**GIVEN RECORDS**.
PR #2727, opened 2020-08-05
Update knative-api-specification-1.0.md

igorbelianski:
This document states : 
      “name	string       (Optional)	Must be one of "http1" or "h2c" (if supported). Defaults to "http1".

I was also following this document  Kantive spec for RevisionTemplateSpec here:
https://knative.dev/docs/reference/serving-api/#serving.knative.dev/v1.RevisionTemplateSpec
That documentation defers to k8s for the definition of  PodSpec Kubernetes core/v1.PodSpec. 
     documented here https://kubernetes.io/docs/reference/generated/kubernetes-api/v1.18/#podspec-v1-core
  which refers to containers Container array 
     documented here  https://kubernetes.io/docs/reference/generated/kubernetes-api/v1.18/#container-v1-core
  which refers to ports ContainerPort array
      documented here https://kubernetes.io/docs/reference/generated/kubernetes-api/v1.18/#containerport-v1-core 
   which states:
name. string	If specified, this must be an IANA_SVC_NAME and unique within the pod. Each named port in a pod must have a unique name. Name for the port that can be referred to by services.

I think it is important to explicitly communicate that these 2 definition relate to each other (In my specific case I was working on https://github.com/knative/serving/issues/4283 and it is unclear where new values like "auto" can be added and whether keeping the IANA registered is important. )

I think it is important to express that  this name is a subset of values supported by k8s (must be an IANA_SVC_NAME) also currently the only 2 that may are supported by  Knative are  "http1" and "h2c"(optional)

## Proposed Changes 

- s /
      Must be one of "http1" or "h2c" (if supported). Defaults to "http1".
     /
      If specified, this must be an IANA_SVC_NAME. The only allowed values are "http1" or "h2c" (if supported). Defaults to "http1".
-
-

### DIFF
--- a/docs/serving/spec/knative-api-specification-1.0.md
+++ b/docs/serving/spec/knative-api-specification-1.0.md
@@ -2155,7 +2155,7 @@ Max: 1
 <br>
 (Optional)
    </td>
-   <td>Must be one of "http1" or "h2c" (if supported). Defaults to "http1".
+   <td>If specified, this must be an IANA_SVC_NAME. The only allowed values are "http1" or "h2c" (if supported). Defaults to "http1".
    </td>
    <td>REQUIRED
    </td>


mattmoor:
IANA registration is not important, `IANA_SVC_NAME` is defined as:

>  `An alphanumeric (a-z, and 0-9) string, with a maximum length of 15 characters, with the '-' character allowed anywhere except the first or the last character or adjacent to another '-' character, it must contain at least a (a-z) character`

mattmoor:
Given the fixed arity of choices here, I'm kinda 👎 on merging this because I feel like is just creates further confusions around what the IANA bits means (as the K8s docs seem to).

cc @dprotaso @tcnghia for thoughts

dprotaso:
If we only allow two specific values I don't think we should include a clause that adds constraints.

I opt for succinctness

igorbelianski:
Sorry for delay (was on vacation) . Completely agree on the goal of succinctness. I also see the point of new confusion being introduced by this PR. (I have had a few drafts of the sentence , and that's the least confusing version I could come up with )

Let me articulate motivations for this PR little bit differently.  Here is a risk / concern that I am trying to mitigate:

Scenario: 
Knative contributors design new features / functionality and introduce new const values (as an example "auto" proposed here : ([https://github.com/knative/serving/issues/4283])
Knative community  proceeds with the proposal of introducing "auto" which may  be already a registered IANA entry with potentially different meaning  / interpretation ( or it may not be registered yet, but may get a new registration by 3rd party in the future with unrelated definition meaning). I also agree with Matt that IANA registration is not a requirement , but IMO it is clearly a worthwhile "safety guardrail " that we may try to leverage.

@mattmoor @dprotaso   Given this argument, let me know if you

a) still think this concern is not worth mitigating 
b) there is a different / better mitigation ( may be some internal Knative docs that comunity contributors are not likely to miss?)

mattmoor:
> proceeds with the proposal of introducing "auto" which may be already a registered IANA entry with potentially different meaning / interpretation

My point above was that registration is not a requirement, rather that IANA is being used descriptively to characterize the validation performed.  When placed in users hands in most other contexts these are non-semantic free-form strings, so IANA registration is sort of a silly requirement (given no semantics).

Our use of these semantically is an unfortunate wart we picked up from Istio.  I think that if we could have had "auto" all alone we simply wouldn't have attached semantics to port names at all, and this would never have been an issue.

Alas we are here.  For this user-facing documentation, I'd rather leave this as-is (expanded to encompass any new members of the enumeration, as those are available).

Sounds like Dave agrees (but is on PTO).  Sorry for the delayed response, been juggling a few things.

**DIRECTIONS FOR THIS TASK**. Across the whole listing above, report each line that includes "least".

**SOLUTION TO THE EXERCISE**.
>  `An alphanumeric (a-z, and 0-9) string, with a maximum length of 15 characters, with the '-' character allowed anywhere except the first or the last character or adjacent to another '-' character, it must contain at least a (a-z) character`
Sorry for delay (was on vacation) . Completely agree on the goal of succinctness. I also see the point of new confusion being introduced by this PR. (I have had a few drafts of the sentence , and that's the least confusing version I could come up with )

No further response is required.